| YOUR OBJECTIVE |
Among the lines of the records, please find those that contain the word "Xenonic" and copy them.

___ RECORDS ___

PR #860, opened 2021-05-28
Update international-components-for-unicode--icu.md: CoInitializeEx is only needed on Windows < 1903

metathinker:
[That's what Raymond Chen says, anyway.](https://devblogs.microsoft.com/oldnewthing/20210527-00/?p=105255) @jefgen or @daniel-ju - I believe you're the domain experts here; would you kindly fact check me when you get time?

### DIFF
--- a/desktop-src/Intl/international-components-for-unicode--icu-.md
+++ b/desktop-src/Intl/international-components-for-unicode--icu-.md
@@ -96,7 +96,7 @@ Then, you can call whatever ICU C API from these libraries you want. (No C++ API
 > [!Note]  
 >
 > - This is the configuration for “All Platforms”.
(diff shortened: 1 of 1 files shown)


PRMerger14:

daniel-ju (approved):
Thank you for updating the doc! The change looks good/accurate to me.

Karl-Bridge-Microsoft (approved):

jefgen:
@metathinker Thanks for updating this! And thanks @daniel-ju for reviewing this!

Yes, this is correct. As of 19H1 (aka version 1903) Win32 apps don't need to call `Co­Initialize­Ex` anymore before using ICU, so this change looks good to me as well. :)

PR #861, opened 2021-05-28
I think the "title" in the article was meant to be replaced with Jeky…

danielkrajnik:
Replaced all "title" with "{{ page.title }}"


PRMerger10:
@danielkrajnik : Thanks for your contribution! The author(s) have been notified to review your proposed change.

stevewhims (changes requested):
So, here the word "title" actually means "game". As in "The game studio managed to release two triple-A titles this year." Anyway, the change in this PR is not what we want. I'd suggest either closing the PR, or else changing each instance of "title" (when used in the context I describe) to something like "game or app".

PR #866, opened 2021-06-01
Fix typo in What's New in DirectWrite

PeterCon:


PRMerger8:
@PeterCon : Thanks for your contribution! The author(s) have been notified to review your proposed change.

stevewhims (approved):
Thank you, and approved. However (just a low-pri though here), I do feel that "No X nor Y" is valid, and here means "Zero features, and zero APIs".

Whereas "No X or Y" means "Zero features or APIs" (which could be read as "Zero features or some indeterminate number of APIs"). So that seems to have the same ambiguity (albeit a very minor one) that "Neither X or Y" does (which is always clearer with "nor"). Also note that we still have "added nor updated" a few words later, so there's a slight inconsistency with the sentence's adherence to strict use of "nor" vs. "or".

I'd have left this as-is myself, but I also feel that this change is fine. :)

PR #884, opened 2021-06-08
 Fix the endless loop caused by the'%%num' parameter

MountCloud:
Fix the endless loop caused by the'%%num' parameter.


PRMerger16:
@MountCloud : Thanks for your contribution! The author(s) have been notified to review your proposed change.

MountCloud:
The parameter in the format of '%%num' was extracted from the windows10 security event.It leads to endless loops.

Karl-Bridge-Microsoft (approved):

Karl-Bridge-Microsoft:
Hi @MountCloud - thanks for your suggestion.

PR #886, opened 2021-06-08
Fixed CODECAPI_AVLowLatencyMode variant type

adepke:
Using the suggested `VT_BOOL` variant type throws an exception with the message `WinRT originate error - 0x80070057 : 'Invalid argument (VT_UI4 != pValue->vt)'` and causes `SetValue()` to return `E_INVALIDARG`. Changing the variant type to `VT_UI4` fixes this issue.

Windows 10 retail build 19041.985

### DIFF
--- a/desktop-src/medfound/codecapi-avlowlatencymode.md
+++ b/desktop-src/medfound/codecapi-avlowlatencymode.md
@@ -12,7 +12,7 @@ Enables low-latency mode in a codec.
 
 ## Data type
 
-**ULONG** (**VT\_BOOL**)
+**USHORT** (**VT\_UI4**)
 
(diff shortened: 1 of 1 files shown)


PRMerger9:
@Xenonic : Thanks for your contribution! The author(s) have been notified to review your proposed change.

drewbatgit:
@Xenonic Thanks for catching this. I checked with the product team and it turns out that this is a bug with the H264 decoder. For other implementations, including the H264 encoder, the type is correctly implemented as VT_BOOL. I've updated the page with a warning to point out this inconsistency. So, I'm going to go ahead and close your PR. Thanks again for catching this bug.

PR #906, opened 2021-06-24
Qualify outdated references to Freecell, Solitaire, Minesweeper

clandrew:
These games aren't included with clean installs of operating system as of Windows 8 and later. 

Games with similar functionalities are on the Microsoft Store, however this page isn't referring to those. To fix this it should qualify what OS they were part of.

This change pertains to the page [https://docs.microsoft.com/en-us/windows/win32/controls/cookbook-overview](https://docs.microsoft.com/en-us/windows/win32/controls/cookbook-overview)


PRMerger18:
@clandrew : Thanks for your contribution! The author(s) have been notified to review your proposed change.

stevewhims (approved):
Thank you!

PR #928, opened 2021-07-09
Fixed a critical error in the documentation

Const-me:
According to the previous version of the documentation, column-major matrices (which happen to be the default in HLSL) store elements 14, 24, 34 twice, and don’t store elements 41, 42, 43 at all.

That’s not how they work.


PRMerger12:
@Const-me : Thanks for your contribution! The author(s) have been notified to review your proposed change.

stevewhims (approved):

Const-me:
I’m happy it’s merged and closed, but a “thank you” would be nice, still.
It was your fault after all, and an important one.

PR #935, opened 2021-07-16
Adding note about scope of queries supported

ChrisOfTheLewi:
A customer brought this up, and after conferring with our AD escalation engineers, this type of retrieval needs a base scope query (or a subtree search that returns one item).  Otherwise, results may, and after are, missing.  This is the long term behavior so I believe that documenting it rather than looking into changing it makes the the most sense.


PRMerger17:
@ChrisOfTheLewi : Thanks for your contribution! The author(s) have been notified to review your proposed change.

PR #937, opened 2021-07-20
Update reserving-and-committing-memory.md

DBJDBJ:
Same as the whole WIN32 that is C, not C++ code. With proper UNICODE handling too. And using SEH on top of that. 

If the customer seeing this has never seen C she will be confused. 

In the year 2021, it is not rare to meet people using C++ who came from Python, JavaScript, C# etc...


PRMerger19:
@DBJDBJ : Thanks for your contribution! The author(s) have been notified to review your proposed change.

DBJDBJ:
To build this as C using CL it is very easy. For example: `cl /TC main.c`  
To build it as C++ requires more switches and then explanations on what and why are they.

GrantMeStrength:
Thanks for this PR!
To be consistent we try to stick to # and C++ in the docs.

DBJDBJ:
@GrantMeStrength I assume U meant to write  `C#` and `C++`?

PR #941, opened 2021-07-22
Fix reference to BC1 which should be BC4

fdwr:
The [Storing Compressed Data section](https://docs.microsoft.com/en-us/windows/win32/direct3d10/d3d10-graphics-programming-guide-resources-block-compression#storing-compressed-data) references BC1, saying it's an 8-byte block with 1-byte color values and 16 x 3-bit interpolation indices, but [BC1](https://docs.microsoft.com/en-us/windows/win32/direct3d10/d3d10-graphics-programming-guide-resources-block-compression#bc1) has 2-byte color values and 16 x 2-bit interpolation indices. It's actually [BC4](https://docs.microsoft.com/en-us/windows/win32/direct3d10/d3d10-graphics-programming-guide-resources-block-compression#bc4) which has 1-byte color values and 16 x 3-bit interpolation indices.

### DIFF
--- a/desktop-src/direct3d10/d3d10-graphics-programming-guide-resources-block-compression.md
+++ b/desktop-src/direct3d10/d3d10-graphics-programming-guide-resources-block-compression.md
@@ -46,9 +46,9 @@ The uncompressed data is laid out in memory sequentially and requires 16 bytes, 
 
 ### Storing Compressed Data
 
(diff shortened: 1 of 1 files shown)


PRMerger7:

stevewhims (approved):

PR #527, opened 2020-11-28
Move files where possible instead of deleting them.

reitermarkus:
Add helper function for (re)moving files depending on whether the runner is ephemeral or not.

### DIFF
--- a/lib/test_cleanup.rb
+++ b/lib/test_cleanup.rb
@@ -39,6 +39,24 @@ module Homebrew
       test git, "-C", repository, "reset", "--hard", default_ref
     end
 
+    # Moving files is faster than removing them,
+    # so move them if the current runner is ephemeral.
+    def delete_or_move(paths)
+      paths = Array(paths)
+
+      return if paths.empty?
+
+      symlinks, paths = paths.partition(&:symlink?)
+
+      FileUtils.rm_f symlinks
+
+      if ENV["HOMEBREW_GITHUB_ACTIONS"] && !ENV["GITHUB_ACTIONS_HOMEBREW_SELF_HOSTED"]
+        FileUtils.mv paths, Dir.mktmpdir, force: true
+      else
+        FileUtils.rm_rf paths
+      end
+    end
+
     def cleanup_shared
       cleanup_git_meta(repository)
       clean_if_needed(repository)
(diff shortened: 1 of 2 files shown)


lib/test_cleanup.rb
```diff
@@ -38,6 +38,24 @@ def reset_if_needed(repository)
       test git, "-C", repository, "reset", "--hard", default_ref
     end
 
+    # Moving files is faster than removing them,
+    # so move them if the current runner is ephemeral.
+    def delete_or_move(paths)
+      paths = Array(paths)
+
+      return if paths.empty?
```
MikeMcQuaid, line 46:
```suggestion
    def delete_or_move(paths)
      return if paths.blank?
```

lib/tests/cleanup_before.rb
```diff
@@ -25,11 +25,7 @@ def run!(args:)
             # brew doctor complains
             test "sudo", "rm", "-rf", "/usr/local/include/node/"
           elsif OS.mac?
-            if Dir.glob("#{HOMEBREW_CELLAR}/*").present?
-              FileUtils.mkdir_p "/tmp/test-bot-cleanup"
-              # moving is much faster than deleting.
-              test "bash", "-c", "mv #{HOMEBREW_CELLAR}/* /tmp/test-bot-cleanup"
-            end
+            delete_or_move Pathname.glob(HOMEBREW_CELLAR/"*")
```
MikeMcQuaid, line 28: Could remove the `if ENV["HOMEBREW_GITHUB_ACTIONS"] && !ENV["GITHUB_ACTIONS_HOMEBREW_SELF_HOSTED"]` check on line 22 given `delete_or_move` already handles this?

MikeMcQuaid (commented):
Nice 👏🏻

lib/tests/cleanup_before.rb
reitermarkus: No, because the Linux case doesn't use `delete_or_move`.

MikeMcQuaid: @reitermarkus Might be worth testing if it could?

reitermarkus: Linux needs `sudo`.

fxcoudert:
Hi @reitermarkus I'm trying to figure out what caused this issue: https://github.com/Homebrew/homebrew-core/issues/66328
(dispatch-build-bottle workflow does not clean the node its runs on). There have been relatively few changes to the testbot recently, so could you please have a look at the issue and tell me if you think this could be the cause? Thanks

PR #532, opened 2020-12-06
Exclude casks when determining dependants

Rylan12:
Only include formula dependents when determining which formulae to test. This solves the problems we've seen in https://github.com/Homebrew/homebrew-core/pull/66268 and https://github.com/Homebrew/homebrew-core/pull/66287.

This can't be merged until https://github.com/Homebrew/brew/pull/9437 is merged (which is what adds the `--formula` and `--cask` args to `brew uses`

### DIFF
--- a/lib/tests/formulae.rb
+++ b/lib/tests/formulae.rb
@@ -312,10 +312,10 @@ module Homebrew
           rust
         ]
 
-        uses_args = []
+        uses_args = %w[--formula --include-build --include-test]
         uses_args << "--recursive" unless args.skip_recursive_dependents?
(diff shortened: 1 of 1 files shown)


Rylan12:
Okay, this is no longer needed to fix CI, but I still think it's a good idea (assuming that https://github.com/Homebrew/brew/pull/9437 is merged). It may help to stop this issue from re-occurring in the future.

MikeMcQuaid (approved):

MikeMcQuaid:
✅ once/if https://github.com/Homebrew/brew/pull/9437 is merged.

___

| RESULT OF THE TASK |
@Xenonic : Thanks for your contribution! The author(s) have been notified to review your proposed change.
@Xenonic Thanks for catching this. I checked with the product team and it turns out that this is a bug with the H264 decoder. For other implementations, including the H264 encoder, the type is correctly implemented as VT_BOOL. I've updated the page with a warning to point out this inconsistency. So, I'm going to go ahead and close your PR. Thanks again for catching this bug.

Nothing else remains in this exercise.